Part 1 (available here) looked at the UCI’s regulations in the context of a clear-cut case of cheating (Ms Van Den Driessche1), before considering more general examples of the use and adoption of new technologies in sport that improve performance but are not considered to do so improperly.

Part 2 below reflects on how sports governing bodies may best seek to regulate and govern technological advances in equipment to set the line between permitted technological improvements and cheating. What underlying principles should they abide by? How should they draft their regulations? Who should they hold responsible for breaches? How should they be sanctioned, and how should the detection process work?


What to prohibit and why?

In 2012, former British Cycling coach, Sir David Brailsford’s, policy of incremental gains2 leading to success for the British Cycling team did not, contrary to his anglo-franco tickle, depend upon a rounder wheel.3 There is much to learn from that approach not least that in addressing prohibition there is no need to reinvent the wheel but rather look to what can be learnt from those who have direct and practical experience of the issues to confront.

As the examples Part 1 illustrate, the use of technological innovations in sports equipment can at the same time be a benefit, a risk and a necessity. The broader question it raises is how should sports seek to regulate such advances? Which should it permit and which should it disallow, and why?

From the author’s perspective, the fundamental concern is addressing the risk that the integrity of the sporting contest is not lost. But how can sports achieve this while simultaneously permitting advances that could bring legitimate improvements to the contest? To analyse this point, we can return to how the issue manifests itself in para sports.

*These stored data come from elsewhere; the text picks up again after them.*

PR #9978, opened 2021-07-31
Jit: Use ibat_table for dcbf/dcbi/dcbst address check

JosJuice:
Minor mistake in PR #9957. We should be using ibat_table instead of dbat_table, since we're dealing with invalidating icache.

### DIFF
--- a/Source/Core/Core/PowerPC/Jit64Common/EmuCodeBlock.cpp
+++ b/Source/Core/Core/PowerPC/Jit64Common/EmuCodeBlock.cpp
@@ -91,9 +91,9 @@ void EmuCodeBlock::SwitchToNearCode()
   SetCodePtr(m_near_code, m_near_code_end, m_near_code_write_failed);
 }
 
-FixupBranch EmuCodeBlock::BATAddressLookup(X64Reg addr, X64Reg tmp)
+FixupBranch EmuCodeBlock::BATAddressLookup(X64Reg addr, X64Reg tmp, const void* bat_table)
 {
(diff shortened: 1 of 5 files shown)


Source/Core/Core/PowerPC/Jit64Common/EmuCodeBlock.cpp
```diff
@@ -91,9 +91,9 @@ void EmuCodeBlock::SwitchToNearCode()
   SetCodePtr(m_near_code, m_near_code_end, m_near_code_write_failed);
 }
 
-FixupBranch EmuCodeBlock::BATAddressLookup(X64Reg addr, X64Reg tmp)
+FixupBranch EmuCodeBlock::BATAddressLookup(X64Reg addr, X64Reg tmp, const void* bat_table)
```
degasus, line 94: I'd prefer `const uint64_t* bat_table`, but I don't care much.

JosJuice: It would have to be `uint32_t` instead of `uint64_t` in order to not make calling this function awkward, since the BAT table type is defined as `using BatTable = std::array<u32, 1 << (32 - BAT_INDEX_SHIFT)>`.

Originally I was going to pass in `const BatTable&`, but then I realized I would need to include MMU.h in EmuCodeBlock.h (doing a simple `class BatTable;` forward declaration isn't possible with `using`), so I switched to this.

degasus: Indeed, my bad, u32.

In a range of para sports the athletes depend upon the use of equipment to assist their competition. The regulations of para sports must therefore confront the issue of the balance between assistance and unfair/improper advantage and offer a considered framework for studying the regulation of developing technology and how to regulate its use.

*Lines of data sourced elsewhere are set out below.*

PR #9441, opened 2021-01-13
Apple M1 Support for MacOS

skylersaleh:
This pull request adds support for compiling Dolphin for ARM on MacOS so that it can
run natively on the M1 processors without running through Rosseta2 emulation
providing a 30-50% performance speedup and less hitches from Rosseta2.

It consists of several key changes:

- Adding support for W^X allocation(MAP_JIT) for the ARM JIT
- Adding the machine context and config info to identify the M1 processor
- Additions to the build system and docs to support building universal binaries
- Adding code signing entitlements to access the MAP_JIT functionality
- Updating the MoltenVK libvulkan.dylib to a newer version with M1 support

Thanks everyone on IRC for the help in making this change!

PR #9981, opened 2021-07-31
MoltenVK: Use an external project instead of a pre-compiled dylib

OatmealDome:
Changes the build system to build MoltenVK instead of having a dylib in the repository. This also opens up the opportunity to modify MoltenVK to our needs if needed.

Also, the MoltenVK version has been updated to v1.1.5 (Vulkan SDK 1.2.189).

~~**EDIT**: This PR is being blocked by the presence of the Intel macOS buildbot (``pr-osx-x64``). The M1 Mac Mini can build MoltenVK perfectly fine for both Intel and ARM, so the Intel buildbot needs to be shut down before can be merged.~~

### DIFF
--- a/CMakeLists.txt
+++ b/CMakeLists.txt
@@ -573,6 +573,10 @@ add_subdirectory(Externals/glslang)
 
 if(ENABLE_VULKAN)
   add_definitions(-DHAS_VULKAN)
+
+  if(APPLE)
+    add_subdirectory(Externals/MoltenVK)
+  endif()
 endif()
 
 if(NOT WIN32 OR (NOT (CMAKE_SYSTEM_PROCESSOR STREQUAL "aarch64")))
--- a/Externals/MoltenVK/CMakeLists.txt
+++ b/Externals/MoltenVK/CMakeLists.txt
@@ -1,0 +1,18 @@
+include(ExternalProject)
+
+ExternalProject_Add(MoltenVK
+  GIT_REPOSITORY https://github.com/KhronosGroup/MoltenVK.git
+  GIT_TAG v1.1.5
+
+  CONFIGURE_COMMAND <SOURCE_DIR>/fetchDependencies --macos
+
+  BUILD_COMMAND make -C <SOURCE_DIR> macos
+  BUILD_IN_SOURCE ON
+  BUILD_BYPRODUCTS <SOURCE_DIR>/Package/Release/MoltenVK/dylib/macOS/libMoltenVK.dylib
+
+  INSTALL_COMMAND ""
+
+  LOG_CONFIGURE ON
+  LOG_BUILD ON
+  LOG_OUTPUT_ON_FAILURE ON
+)
--- a/Externals/MoltenVK/version.txt
+++ b/Externals/MoltenVK/version.txt
@@ -1,1 +1,0 @@
-MoltenVK from https://vulkan.lunarg.com/sdk/home#mac, version 1.2.170.0
--- a/Source/Core/DolphinQt/CMakeLists.txt
+++ b/Source/Core/DolphinQt/CMakeLists.txt
@@ -528,8 +528,12 @@ if(APPLE)
   endforeach()
 
   # Copy MoltenVK into the bundle
-  target_sources(dolphin-emu PRIVATE "${CMAKE_SOURCE_DIR}/Externals/MoltenVK/libvulkan.dylib")
-  set_source_files_properties("${CMAKE_SOURCE_DIR}/Externals/MoltenVK/libvulkan.dylib" PROPERTIES MACOSX_PACKAGE_LOCATION Frameworks)
+  if(ENABLE_VULKAN)
+    add_dependencies(dolphin-emu MoltenVK)
+    ExternalProject_Get_Property(MoltenVK SOURCE_DIR)
+    target_sources(dolphin-emu PRIVATE "${SOURCE_DIR}/Package/Release/MoltenVK/dylib/macOS/libMoltenVK.dylib")
+    set_source_files_properties("${SOURCE_DIR}/Package/Release/MoltenVK/dylib/macOS/libMoltenVK.dylib" PROPERTIES MACOSX_PACKAGE_LOCATION Frameworks GENERATED ON)
+  endif()
 
   # Update library references to make the bundle portable
   include(DolphinPostprocessBundle)
--- a/Source/Core/VideoBackends/Vulkan/VulkanLoader.cpp
+++ b/Source/Core/VideoBackends/Vulkan/VulkanLoader.cpp
@@ -43,8 +43,8 @@ static bool OpenVulkanLibrary()
   if (libvulkan_env && s_vulkan_module.Open(libvulkan_env))
     return true;
 
-  // Use the libvulkan.dylib from the application bundle.
-  std::string filename = File::GetBundleDirectory() + "/Contents/Frameworks/libvulkan.dylib";
+  // Use the libMoltenVK.dylib from the application bundle.
+  std::string filename = File::GetBundleDirectory() + "/Contents/Frameworks/libMoltenVK.dylib";
   return s_vulkan_module.Open(filename.c_str());
 #else
   std::string filename = Common::DynamicLibrary::GetVersionedFilename("vulkan", 1);


JMC47:
@dolphin-emu-bot rebuild

Dentomologist:
@dolphin-emu-bot rebuild

kemenaran:
(This is largely outside of the scope of this PR - but for what is worth, gfx-portability as a drop-in replacement for MoltenVK performs way better for me (in terms of FPS and frame pacing). Is there anything preventing MoltenVK to be replaced by gfx-portability, or is it just some work to be done?)

OatmealDome:
@kemenaran As far as I'm aware, there are no plans to replace MoltenVK with gfx-portability.

Dentomologist (changes requested):
Builds and runs without issue.

Minor nitpick: The blank lines you added in CMakeLists.txt files have a couple extraneous spaces at the beginning; I'm surprised the linter didn't complain about them.

OatmealDome:
Didn't even notice, thanks. Xcode likes to add those.

I don't think the linter runs on CMakeLists?

Dentomologist (approved):

Dentomologist (commented):
(Approval conditional on upgrading or removing the macOS Intel builder)

nickp-ca:
Any reason the intel MacOS buildbot pr-osx-x64 is still needed considering pr-osx-universal will run on Intel?

OatmealDome:
@nickp-ca It isn't needed and is planned to be shut down (see the comment above yours).

leoetlino:
Could you rebase this PR please?

OatmealDome:
Rebased. Also, updated to the latest MoltenVK release.

The build time is a bit slow, even on incremental builds. I have some ideas for decreasing the build time, but I'll open a separate PR for that considering this one has already been reviewed and approved...

iljatanger:
Hello dear developer and thank you very much for your labour and such great emulator.

Started from this release, the performance in many games (SMG, SMG2, Metroid Prime, Super Mario bros.) etc got significantly lower (2-3 times!).

this is 100% tested on many releases (about 20 times). 

Initially I tried to update Dolphin on MacBook Air M1 from the beta version 15445 to the newest one 16101, because I had artifacts (black and transparent squares in the center of screen in Super Smash Bros. Brawl). And I was shocked what the performance became so poor. If at 15445  3X in Mario Galaxy and Metroid Prime was playable, now it became much worse, so only 1X and 2x (hardly) playable.  So after that I installed many releases and found, that such visible, significant performance drop had started from this release. The size of the release also was changed started from this version 15474 (38.8mb instead of 34.9 before, so I suggest it was some global recompiling of the code).

so now I stopped on version 15472 as the latest playable one. But unfortunately, I still have the same visual artifacts in Super Smash Bros...

Could you ever be so kind to check whether there is some mistake in this release starting from 15474?

bluesalt:
All the version started from this release have kept crash with vulkan mode in my macbook pro.  Like @iljatanger , the workable version stopped at 15472 in my macbook.

Process:               Dolphin 
Path:                  /Applications/Dolphin.app/Contents/MacOS/Dolphin
Identifier:            org.dolphin-emu.dolphin
Version:               5.0-15474 (5.0)
Code Type:             X86-64 (Native)
Parent Process:        ??? [1]
Responsible:           Dolphin [3953]


OS Version:            Mac OS X 10.15.7 (19H2)
Report Version:        12
Bridge OS Version:     4.6 (17P6610)



System Integrity Protection: enabled

Crashed Thread:        28  Emuthread - Starting

Exception Type:        EXC_BAD_ACCESS (SIGSEGV)
Exception Codes:       KERN_INVALID_ADDRESS at 0x0000000000000000
Exception Note:        EXC_CORPSE_NOTIFY

Termination Signal:    Segmentation fault: 11
Termination Reason:    Namespace SIGNAL, Code 0xb
Terminating Process:   exc handler

OatmealDome:
This is a known issue with MoltenVK and will be fixed as part of the next MoltenVK release. (https://bugs.dolphin-emu.org/issues/12840)

pizuz:
> Hello dear developer and thank you very much for your labour and such great emulator.
> 
> Started from this release, the performance in many games (SMG, SMG2, Metroid Prime, Super Mario bros.) etc got significantly lower (2-3 times!).

I can second that. At the moment, even the deprecated OpenGL seems to be faster than Vulkan in the games I tested. This performance regression affects all releases including the most recent one (at the time of writing 5.0-16831).

Late 2013 iMac with 3,1 GHz Quad-Core Intel Core i7 and NVIDIA GeForce GT 750M 1 GB running macOS 10.15.7.

OatmealDome:
@pizuz Here's an experiment to try, if you want.

Try running `LIBVULKAN_PATH=/path/to/libMoltenVK.dylib /path/to/DolphinBeforePerformanceRegression.app/Contents/MacOS/Dolphin` in the Terminal with a path to the [latest MoltenVK dylib from LunarG](https://vulkan.lunarg.com/sdk/home#mac).

pizuz:
Yup. MoltenVK 1.1.2 (which was the last update introduced in #9441) goes a lot faster. The performance regression must have been introduced somewhere between 1.1.3 and 1.1.5.

I'll try to bisect next.

OatmealDome:
@pizuz If I remove the code signatures from those files, the file hashes end up being exactly the same. Perhaps you made a mistake somewhere?

```
$ shasum dolphin.dylib 
6d6af070954de2a5049550c3f23ffcad43e9e506  dolphin.dylib
$ shasum lunarg.dylib
cc12d4c897ea01370c51c2dcd94bd62e6ddb2f03  lunarg.dylib
$ codesign --remove-signature dolphin.dylib 
$ codesign --remove-signature lunarg.dylib 
$ shasum dolphin.dylib 
3be651368e7d9c9940a907eb894728194a413106  dolphin.dylib
$ shasum lunarg.dylib 
3be651368e7d9c9940a907eb894728194a413106  lunarg.dylib
```

pizuz:
There is a difference in performance-light scenes such as splash screens which render twice as fast, now. In other instances, such as the attract screen in Super Mario Galaxy, there is no improvement, unfortunately. I'm still trying to find time to bisect those old PRs in MoltenVK to pinpoint the change that caused this. MVK 1.1.2 definitely runs a lot faster.

MayImilae:
While benchmarking Metal for the Progress Report, I noticed that MoltenVK's performance was way down from what I recorded previously. The decrease varies depending on the game and what it is doing, but with at least 10% down in all tests. But in GPU heavy workloads, I found ~40% worse performance!

Specifically, those worst numbers came from the Prime 3 Elysia Vista test (a particularly nasty GPU thread workout). 5.0-15472 was 61fps, while 5.0-15474 is 37-40fps. That matches latest master (Dolphin 5.0-17134), so it seems that this PR is the only drop.

Unfortunately this is kind of a problem in demonstrating Metal, because MoltenVK is our comparison point and if its performance is this much worse, it's going to make Metal look really, REALLY good. I wonder what caused this?

OatmealDome:
@MayImilae Could you try experimenting with the following command in the Terminal with latest dev and see if it improves things?

``MVK_ALLOW_METAL_FENCES=1 /path/to/Dolphin.app/Contents/MacOS/Dolphin``

MayImilae:
No change.

OatmealDome:
Interesting. I thought this would improve things since it did for pizuz above...

@tellowkrinkle Any ideas?

tellowkrinkle:
> While benchmarking Metal for the Progress Report, I noticed that MoltenVK's performance was way down from what I recorded previously. The decrease varies depending on the game and what it is doing, but with at least 10% down in all tests. But in GPU heavy workloads, I found ~40% worse performance!

Are those GPU heavy workloads ones that involve readbacks or no?  I know Metroid Prime has readbacks.

For games with readbacks (EFB to RAM), the issue is at least known and on the MVK bugtracker now.  You can try shrinking the pool size [here](https://github.com/dolphin-emu/dolphin/blob/b02653722d88577b059b51c8bb76add081158f04/Source/Core/VideoBackends/Vulkan/CommandBufferManager.cpp#L109) as a temporary workaround, though making it too small could also result in performance issues (for everyone, not just MVK), so ideally we leave it as is for production.

If there's issues with games that have EFB to RAM disabled, I'd be interested in looking into investigating those.  If you could grab some Metal System Traces in Instruments, that would be really helpful.

MayImilae:
Prime 3 does use readbacks for the visors, but the test in question doesn't use a visor. It shouldn't be affecting this test. Also, the performance drop was in all of my typical tests, including games that don't use readbacks at all.

I can do some more specific tests for readbacks versus not if you'd like.

pizuz:
@MayImilae, what happens if you replace the MoltenVK dylib with the old 1.1.2 version from #9441?

tellowkrinkle:
In that case, a Metal System Trace would be nice
Ideally one of `5.0-15472` and one of `5.0-15474`

tellowkrinkle:
> what happens if you replace the MoltenVK dylib with the old 1.1.2 version from #9441?

I don't think we try to verify our MVK supports our custom fbfetch modification before trying to use it... maybe we should though.

tellowkrinkle:
@MayImilae actually first, try messing with the pool size anyways.  It still might help, we still run one pool reset per frame even if you really start to feel the effects when there's multiple.

tellowkrinkle:
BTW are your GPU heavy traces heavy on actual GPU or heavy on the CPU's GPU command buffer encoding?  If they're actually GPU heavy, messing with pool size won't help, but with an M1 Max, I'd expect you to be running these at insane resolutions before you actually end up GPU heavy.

The International Paralympic Committee (IPC) has four fundamental principles set out in their Rules and Regulations against which the evolution of equipment in its competitions are judged:4

  • Safety – the equipment must be safe for competitors, officials, spectators and the environment.
  • Fairness – the athlete must not receive an unfair advantage against the spirit of the event they are contesting.
  • Universality – the equipment must be reasonably commercially available to all.
  • Physical prowess – human performance is the critical endeavour not the impact of technology and equipment.

Those four principles have application in all sport where technology assists the competitor. Albeit there will be the need for some variety in the weight each factor is given dependent on the sport concerned.

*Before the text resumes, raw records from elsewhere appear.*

PR #722, opened 2017-01-20
`cache` option for computed properties.

frankdiox:
I think the `cache` options works in Vue 2 but I could not find any information in the docs.
Is it just a documentation issue or was omitted on purpose for some reason? Thanks.


chrisvfritz:
I'd like to get at least one more review on this before merging though.

phanan:
LGTM.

The key process in relation to the IPC’s four principles is as follows:

  1. define the prohibition against an assessment of what the skill or prowess of the particular sport is; and
  2. then address the limit on the equipment in that context.

Doing so allows necessary equipment and useful safety equipment whilst preventing cheating. Each sport must identify the factors or elements essential to the contest it regulates and frame its prohibitions to protect that contest. The Marylebone Cricket Club’s Law 6 (The Bat) demands that a cricket bat be made of wood, deemed essential to the sport of cricket and thus preventing the use of carbon fibre or glass fibre bats.5

Of the four, the principle of Universality in the commercial context of sport is controversial. The company that makes the lightest golf club or the fastest clutch may not wish to share, or agree to share, its technology with all other competitors linked as they may be to competitors or teams.


Drafting language

One point of distinction should be made here. The IPC regulations – and indeed the context of his article - relate principally to the use of technology as it relates to sports equipment. However, when drafting regulations pertaining to technological advances, sports governing bodies may wish to include language and form to reflect the application of technology to all areas in which it may be used to cheat, not just equipment.

Use of language and breadth of regulation matters for at least two reasons.

First, the widespread adoption of the Word Anti-Doping Agency (WADA) Code has made ‘doping’ a clear and plain concept. Some commentators have suggested that using technology to enhance performance can be seen as form of doping and used ‘Tech Doping’ or ‘Technology Doping’ to describe it.6 It is suggested that such a parasitic description is not useful, using technology in breach of the rules of a sport should be seen for what it is – cheating. Boris Onishchenko was not enhancing his performance – he was creating points he did not win.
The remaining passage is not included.